Task requirements.
Repeat precisely the span of lines below that opens with the line containing "Thanks @patrickcuagan, this looks fine to me." and closes with the line containing "patrickcuagan, line 173: There's", both included.

═════ Dataset

PR #1070, opened 2025-01-22
Stop pulling news & events from the defunct legacy site

alxbridge:
As the legacy site is no longer online, calls to its content from the `refetch_legacy_news_and_events` fail, causing errors on pages whose templates render the legacy content. This fixes those errors by making `refetch_legacy_news_and_events` return an empty list instead, which will get things working until a longer-term code cleanup can take place.


kevinhowbrook (approved):
Thanks so much alex, that should do the trick

PR #1071, opened 2025-03-05
#7346 - WEB FORM | Register your interest - UK & IRE Data

patrickcuagan:
Ticket: https://torchbox.monday.com/boards/1472452416/pulses/1851167346

This PR removes the Mailchimp integration that's no longer going to be used. Previously, data for users who entered UK/Ireland for their country of residences are sent to Mailchimp. All the rest goes to QS. This is now updated so that all data goes to QS no matter the country of residence chosen.

```
Currently, if the user selects either United Kingdom or Ireland as their Country of citizenship these countries are excluded.

So the requirement is to update this so that both countries are included in the data feed which is shared with QS.
```


rca/enquire_to_study/views.py
```diff
@@ -307,9 +205,8 @@ def set_session_data(self, form_data, enquiry_submission):
 
     def form_valid(self, form):
         country_of_residence = form.cleaned_data["country_of_residence"]
-        if country_of_residence in ["GB", "IE"] and settings.MAILCHIMP_API_KEY:
-            self.post_mailchimp(form.cleaned_data)
-        elif settings.QS_API_PASSWORD:
+
+        if settings.QS_API_PASSWORD:
```
patrickcuagan, line 209: This really is the only change. I noticed that Mailchimp won't be used anymore afterwards so I removed them all.

kevinhowbrook (approved):
Thanks @patrickcuagan, this looks fine to me.
And thank you for updating the docs

PR #1076, opened 2025-04-23
#3981 - EVENT PAGES | Enable Taxonomy for multiple types

patrickcuagan:
Ticket: https://torchbox.monday.com/boards/1472452416/pulses/1811003981

This PR allows editors to add multiple event types to event pages.


rca/events/tests/test_api.py
```diff
@@ -160,7 +168,9 @@ def test_event_response(self):
             response.data["related_directorates"],
             [{"title": "ufos", "id": self.directorate.id, "intranet_slug": "u-f-o-s"}],
         )
-        self.assertEqual(response.data["event_type"]["title"], "party")
+        self.assertEqual(
+            response.data["event_types"], [{"id": self.event_type.id, "title": "party"}]
+        )
```
patrickcuagan, line 173: There's a change in the format - I don't see this being used in the site or in the intranet though.

kevinhowbrook: Thanks @patrickcuagan - had a look at why this was setup and there is an integration on the intranet for importing events https://git.torchbox.com/rca/intranet.rca.ac.uk/-/blob/master/inforca/admin/content_importer/static/content_importer/readme.md#L43

So it's worth double checking that importer still works ok with the new format

patrickcuagan: Thanks @kevinhowbrook - it looks to be fine. Event types aren't being imported to the intranet.

PR #1079, opened 2025-04-24
#3082 - IMAGES | Focal Point

patrickcuagan:
Ticket: https://torchbox.monday.com/boards/1472452416/pulses/1865283032

This PR updates the hero section so that the focal point is more evident.

Screenshots:

Screenshot 2025-04-24 at 1 39 33 PM

When focal point is:

Screenshot 2025-04-24 at 1 23 36 PM

### DIFF
--- a/rca/static_src/sass/components/_hero.scss
+++ b/rca/static_src/sass/components/_hero.scss
@@ -4,16 +4,16 @@
 
     &--medium {
         margin-top: 120px; // height of header
-        max-height: 220px; 
+        max-height: 170px; 
 
         @include media-query(medium) {
             margin-top: 130px;
-            max-height: 406px;
+            max-height: 320px;
         }
 
         @include media-query(large) {
             margin-top: 90px;
-            max-height: 690px;
+            max-height: 613px;
         }
     }
 
--- a/rca/static_src/sass/components/_hero.scss
+++ b/rca/static_src/sass/components/_hero.scss
@@ -3,14 +3,17 @@
     overflow: hidden;
 
     &--medium {
-        max-height: 340px;
+        margin-top: 120px; // height of header
+        max-height: 220px; 
 
         @include media-query(medium) {
-            max-height: 536px;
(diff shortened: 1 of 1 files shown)


rca/static_src/sass/components/_hero.scss
```diff
@@ -3,14 +3,17 @@
     overflow: hidden;
 
     &--medium {
-        max-height: 340px;
+        margin-top: 120px; // height of header
```
patrickcuagan, line 6: Seems like the only way I could solve this. The only side effect is that users will see a white bar when they scroll up when they're at the top most part of the page (which I don't think people do):

Production:

Screenshot 2025-04-24 at 1 41 33 PM

This change:

Screenshot 2025-04-24 at 1 41 36 PM

rca/project_styleguide/templates/patterns/molecules/hero/hero-schools.yaml
```diff
@@ -1,14 +0,0 @@
-tags:
```
patrickcuagan, line 1: Just noticed these unused files.

siimonevans (approved):

rca/static_src/sass/components/_hero.scss
patrickcuagan: As discussed on standup, we'll want to make the white bar to be black instead.

rca/static_src/sass/components/_hero.scss
```diff
@@ -3,14 +3,28 @@
...
+        &::before {
+            @include z-index(under);
+            content: '';
+            background-color: $color--black;
+            height: 130px;
+            left: 0;
+            position: absolute;
+            top: 0;
+            width: 100%;
+        }
```
patrickcuagan, line 15: Scrolled down on both desktop and mobile:

Screenshot 2025-04-24 at 7 05 33 PM

Screenshot 2025-04-24 at 7 05 40 PM

PR #1082, opened 2025-05-12
Fix search listings for promoted items with external links

alxbridge:
Fix for [incident reported 2025-05-12, 15:27](https://torchbox.monday.com/boards/1124499850/pulses/1954183790)

The template for _search.html_ passes promoted search items to _search-result.html_, with the assumption that there will be a `page` item attached which can be used to output the item in the results listing. This isn't true in the case of promoted items using external links, causing a template error, so this PR adds code to handle external promoted items.


nickmoreton (approved):
Great job @alxbridge looks good and works locally for me.

PR #1084, opened 2025-07-15
R1-229: BE - Flexible Home Page

patrickcuagan:
This pull request adds a `body` streamfield which will replace all the other fields in the home page. We kept the current home page fields and marked them as legacy to make deploying this piece of work safer (and easier).

Tickets:

- [Backend ticket](https://torchbox.atlassian.net/browse/R1-229)
- [Frontend ticket](https://torchbox.atlassian.net/browse/R1-230)

Screenshots:

Editor where you can select the background color + the available content blocks.

Screenshot 2025-07-15 at 4 01 42 PM


rca/home/models.py
```diff
@@ -152,6 +160,12 @@ class HomePage(TapMixin, BasePage):
     hero_cta_text = models.CharField(max_length=125, blank=True)
     hero_cta_sub_text = models.CharField(max_length=125, blank=True)
 
+    body = StreamField(
+        HomePageBodyBlock(),
+        blank=True,
+    )
+
+    # --- Legacy Body Fields --- #
```
kevinhowbrook, line 168: **Suggestion**

Remove this comment? or are we keeping the legacy fields? Perhaps worth updating the comment to say why we are keeping the legacy fields in?

rca/home/blocks.py
```diff
@@ -0,0 +1,208 @@
...
+            value["featured_event"]
+            and value["featured_event"].end_date > timezone.now().date()
+        ):
+            event = value["featured_event"]
+        else:
+            # If no featured event is selected or the selected event has ended,
+            # get the next upcoming event.
+            event = EventDetailPage.objects.filter(
+                end_date__gte=timezone.now().date()
+            ).order_by("start_date")[:1]
```
kevinhowbrook, line 153: **Suggestion**

Could this fail it no events exist?

Perhaps this might be more robust:

```
try:
    event = EventDetailPage.objects.filter(
        end_date__gte=timezone.now().date()
    ).order_by("start_date").first()
except Exception:
    event = None
```

rca/home/blocks.py
```diff
@@ -0,0 +1,208 @@
...
+
+        # If there is an event, we'll show 2 news items and 1 event.
+        NEWS_ITEMS = 2 if event else 3
+
+        news = (
+            EditorialPage.objects.filter(editorial_types__type__slug="news")
+            .live()
+            .filter(show_on_home_page=True)
```
kevinhowbrook, line 161: **Suggestion**

Worth adding  ` .select_related('hero_image')` here?

kevinhowbrook (commented):
Looking good @patrickcuagan - few suggestions...

Not sure how we are handling legacy fields? Are we removing them in another PR or leaving them in for a specific reason? I'm guessing it's so a new homepage can be populated but then later we remove the old fields once published?

patrickcuagan:
> Looking good @patrickcuagan - few suggestions...
> 
> Not sure how we are handling legacy fields? Are we removing them in another PR or leaving them in for a specific reason? I'm guessing it's so a new homepage can be populated but then later we remove the old fields once published?

Yep we'll be removing the legacy fields in this ticket: https://torchbox.atlassian.net/browse/R1-239.

rca/home/blocks.py
patrickcuagan: I've added this one - thank you!

PR #1095, opened 2025-07-30
Add trigram similarity search to search view

neilbulloch:
Closes https://torchbox.atlassian.net/browse/R1-245

`pg_trgm` is enabled via migrations in the search app, so it should be available for all deployment envs. 

The threshold currently is set at 0.1 (as a constant in rca/search/views.py, which is quite forgiving.

### DIFF
--- a/rca/search/views.py
+++ b/rca/search/views.py
@@ -1,4 +1,5 @@
 from django.conf import settings
+from django.contrib.postgres.search import TrigramSimilarity
 from django.core.paginator import EmptyPage, PageNotAnInteger, Paginator
 from django.template.response import TemplateResponse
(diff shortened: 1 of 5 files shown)


rca/search/views.py
```diff
@@ -19,6 +23,17 @@ def search(request):
 
         # Record hit
         query.add_hit()
+
+        # If no results found, try trigram similarity search
```
patrickcuagan, line 27: **Suggestion**

Can we add a small comment that we can only filter across `title` when using trigram similarity since that's the only common field we have among all page types?

patrickcuagan (approved):

PR #1098, opened 2025-07-31
Add programme location url field

neilbulloch:
Closes https://torchbox.atlassian.net/browse/R1-249

Added URL field in ProgramLocationProgramPage


rca/programmes/models.py
```diff
@@ -932,8 +933,8 @@ def study_mode(self):
 
     @cached_property
     def campus_locations(self):
-        return self.programme_locations.values_list(
-            "programme_location__title", flat=True
+        return self.programme_locations.values(
```
patrickcuagan, line 936: **Suggestion**

Wonder if it's worth doing a `prefetch_related("programme_location")` here to make it a little efficient.

PR #1139, opened 2026-02-13
Tidy up: use staging branches for staging deployments

kevinhowbrook:
The aim here is to make this set up less confusing... some tasks as part of retiring the dev site were not finished.

Dev was previously deploying to staging site - this PR is the final part of a tidy up to remove dev and have staging branch deploy to staging.

Legacy Intranet docs have also been updated too.


JakubMastalerz (approved):
Looks good! A couple of small notes.

PR #1140, opened 2026-02-24
Add GeoIP workaround to avoid exceptions when database is missing

kevinhowbrook:
## Problem

  Pages using `OriginCountryRule` personalisation segments were throwing 500 errors:

  django.contrib.gis.geoip2.GeoIP2Exception: GeoIP path must be provided
  via parameter or the GEOIP_PATH setting.

  The call chain is:

  1. `OriginCountryRule.get_country()` first tries `get_cloudflare_country()`, which reads
   the `CF-IPCountry` header — this returns `None` on certain requests (e.g. admin
  preview) where the header is absent
  2. It falls through to `get_geoip_country()`, which calls `get_geoip_module()` to import
   Django's `GeoIP2` class
  3. `get_geoip_module()` only catches `ImportError` — but Django GIS *is* installed on
  Heroku, so the import succeeds
  4. `GeoIP2()` is then instantiated, which raises `GeoIP2Exception` because `GEOIP_PATH`
  is not configured
  5. This exception is uncaught, producing a 500

  ## What we tried first (and why it didn't work)

  We added a `WAGTAIL_PERSONALISATION_IP_FUNCTION` setting pointing to a custom
  `rca/utils/geoip.py` that read the real client IP from Cloudflare's `CF-Connecting-IP`
  header.

  This setting controls the IP *extraction* step used inside `get_geoip_country()` — but
  `GeoIP2()` blows up during instantiation, *before* the IP function is ever called. So
  the custom function had no effect on the error.

  ## What we've done instead

  In `PersonalisationConfig.ready()`, we monkey-patch
  `OriginCountryRule.get_geoip_country` to wrap the original method in a `try/except`. If
  `GeoIP2Exception` is raised, it returns `None` instead of propagating the error —
  causing the country rule to simply not match rather than producing a 500.

  We check the exception by class name rather than importing `GeoIP2Exception` directly,
  because its location within `django.contrib.gis.geoip2` differs between Django versions
  (a single module file in some, a package in others).

  The `WAGTAIL_PERSONALISATION_IP_FUNCTION` setting and `geoip.py` have been removed as
  they were dead code.


rca/personalisation/apps.py
```diff
@@ -3,3 +3,37 @@
...
+        # Django GIS *is* installed, so get_geoip_module() returns the GeoIP2
+        # class successfully.  GeoIP2() then raises GeoIP2Exception at __init__
+        # because GEOIP_PATH is not configured, and that exception propagates
+        # uncaught, producing a 500.
+        #
+        # The Cloudflare header (HTTP_CF_IPCOUNTRY) is the preferred lookup path
+        # and normally short-circuits before GeoIP is reached.  This patch adds a
+        # safety net for requests where that header is absent (e.g. admin preview,
+        # local dev): get_geoip_country returns None, causing the country rule to
+        # not match rather than raising an error.
```
kevinhowbrook, line 22: Returning `none` before the exception is the fix here

nickmoreton (approved):

PR #1142, opened 2026-04-01
[R1-297] SCHOLARSHIP SNIPPETS | Character Limit + Links

katdom13:
JIRA Ticket: https://torchbox.atlassian.net/browse/R1-297
This PR:
- Makes the Scholarship summary field into rich text
- Migrates the Scholarship plain text summary values into the new rich text field, formatting the URLs in the process.
- Allows the Taxonomy titles and slugs to be longer

Screenshots

| Page | Before | After |
|---|---|---|
| https://www.rca.ac.uk/study/apply-to-study/funding-your-studies/rca-scholarships-and-awards/?programme=mres-rca#results |image | image |
| https://www.rca.ac.uk/study/programme-finder/mres-rca/#fees-funding | image | image |


rca/scholarships/models.py
```diff
@@ -67,9 +67,12 @@ class Meta:
 
 @register_snippet
 class Scholarship(models.Model):
-    title = models.CharField(max_length=50)
+    title = models.CharField(max_length=255)
```
katdom13, line 70: The ticket states:
> remove character limits from Scholarship title fields and other criteria taxonomy.

But we can't really do that, so the simplest solution would just be to make the `max_length` bigger.

PR #1144, opened 2026-04-07
R1-321: ScholarshipListingPage - Add FeeStatusFilter class for Home/Overseas filtering

patrickcuagan:
Ticket: https://torchbox.atlassian.net/browse/R1-321

This PR adds a `FeeStatusFilter` to replace the default inline `TabStyleFilter`. For this ticket, UI-wise, it doesn't look different.

### DIFF
--- a/rca/scholarships/filters.py
+++ b/rca/scholarships/filters.py
@@ -11,11 +11,19 @@ class FeeStatusFilter:
             False  # no tab/takeover panel — toggle switch handles this filter
         )
 
+    # The query parameter values are `uk` and `international`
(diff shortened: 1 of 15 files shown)


rca/scholarships/filters.py
```diff
@@ -1,6 +1,53 @@
 from rca.utils.filter import TabStyleFilter
 
 
+class FeeStatusFilter:
```
kevinhowbrook, line 4: I would have thought this should inherit `TabStyleFilter`?

kevinhowbrook (approved):

Issue #1601, opened 2022-06-29
Nightly check: use Forest docker image


LesnyRumcajs:
**Issue summary**

Given after CI is passed we should be confident of the build itself, we can skip it in the nightly check and try to sync with a docker image / docker-compose setup. This way we also ensure that local worker cache/settings/changes are not distorting the results.

**Task summary**

- [ ] Modify nightly check scripts to use docker image (`latest` tag will suffice)
- [ ] Install them on the nightly check machine

**Acceptance Criteria**

- [ ] Forest is using the docker image in the nightly check and not building the binary
- [ ] GH has some downtime from time to time, so it would be good to try a few times to `pull` the image (without some periods of sleep) before reporting an error.

**Other information and links**

PR #1627, opened 2022-07-11
sync check in docker

LesnyRumcajs:
**Summary of changes**
- Introduced `docker-compose` suite to continuously sync Forest on both mainnet and calibnet. This made `nightly_check` obsolete. 
- After the check, Forest will still be validating blocks until a new tag is pushed.

In essence, the setup should:
* Run containerized Forest on Mainnet and Calibnet on the same machine,
* Whenever a new `latest` tag is pushed (i.e. on merge to `main`), all relevant containers will get restarted. This is thanks to `watchtower`.
* the `tester` container is there to check Forest metrics. The check it provides is re-applied on restart.

Closes https://github.com/ChainSafe/forest/issues/1601
Closes https://github.com/ChainSafe/forest/issues/1641

I don't like the manual part where one has to uncomment code on the first run. Probably something we can iterate over later, we'd need to allow entry point override in the Forest container which shouldn't be a big deal. On the plus side, afterwards, the mount is not required.


LesnyRumcajs:
A continuation of this is https://github.com/ChainSafe/forest/issues/1695.

lemmih (approved):

tyshko5 (approved):

PR #1652, opened 2022-07-13
Simplify VM code and move towards using `fvm::StateTree`

lemmih:
**Summary of changes**
- Simplify error handling.
- Use `fvm::StateTree` when possible.

Closes 


blockchain/state_manager/src/lib.rs
```diff
@@ -332,9 +332,8 @@ where
     {
         let db = self.blockstore_cloned();
         let lb_wrapper = SMLookbackWrapper {
-            sm: self,
-            store: self.blockstore(),
-            tipset,
+            sm: self.clone(),
```
LesnyRumcajs, line 335: how costly is this clone?

blockchain/state_manager/src/lib.rs
```diff
@@ -1441,36 +1438,25 @@ pub struct MiningBaseInfo {
...
-    }
-
     fn chain_epoch_root(&self) -> Box<dyn Fn(ChainEpoch) -> Cid> {
         let sm = self.sm.clone();
         let tipset = self.tipset.clone();
         Box::new(move |round| {
             let (_, st) =
                 task::block_on(sm.get_lookback_tipset_for_round::<V>(tipset.clone(), round))
-                    .unwrap();
+                    .expect("Internal Error. Failed to find root CID for specific epoch.");
```
LesnyRumcajs, line 1459: What do you think about adding the epoch value in the error message?

blockchain/state_manager/src/lib.rs
lemmih: It's an `Arc` so it's essentially free.

blockchain/state_manager/src/lib.rs
lemmih: Done. The cost of allocating the String should be minor and eventually the code will be refactored to pass through the errors instead of panicking.

blockchain/state_manager/src/lib.rs
LesnyRumcajs: `self` here is an instance of `StateManager` which has a quite bit of fields, a cache included, right? Or am I missing something?

LesnyRumcajs: Ah no, it's a funny self, my bad.

LesnyRumcajs (approved):

blockchain/state_manager/src/lib.rs
lemmih: Yep, a funny self. :)

lemmih: Maybe I should change it to `Arc::clone(self)` just to be more explicit.

LesnyRumcajs: I guess it wouldn't hurt and it would make this piece of code less surprising. I'm good with both approaches.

══════════

Expected answer.
Thanks @patrickcuagan, this looks fine to me.
And thank you for updating the docs

PR #1076, opened 2025-04-23
#3981 - EVENT PAGES | Enable Taxonomy for multiple types

patrickcuagan:
Ticket: https://torchbox.monday.com/boards/1472452416/pulses/1811003981

This PR allows editors to add multiple event types to event pages.


rca/events/tests/test_api.py
```diff
@@ -160,7 +168,9 @@ def test_event_response(self):
             response.data["related_directorates"],
             [{"title": "ufos", "id": self.directorate.id, "intranet_slug": "u-f-o-s"}],
         )
-        self.assertEqual(response.data["event_type"]["title"], "party")
+        self.assertEqual(
+            response.data["event_types"], [{"id": self.event_type.id, "title": "party"}]
+        )
```
patrickcuagan, line 173: There's a change in the format - I don't see this being used in the site or in the intranet though.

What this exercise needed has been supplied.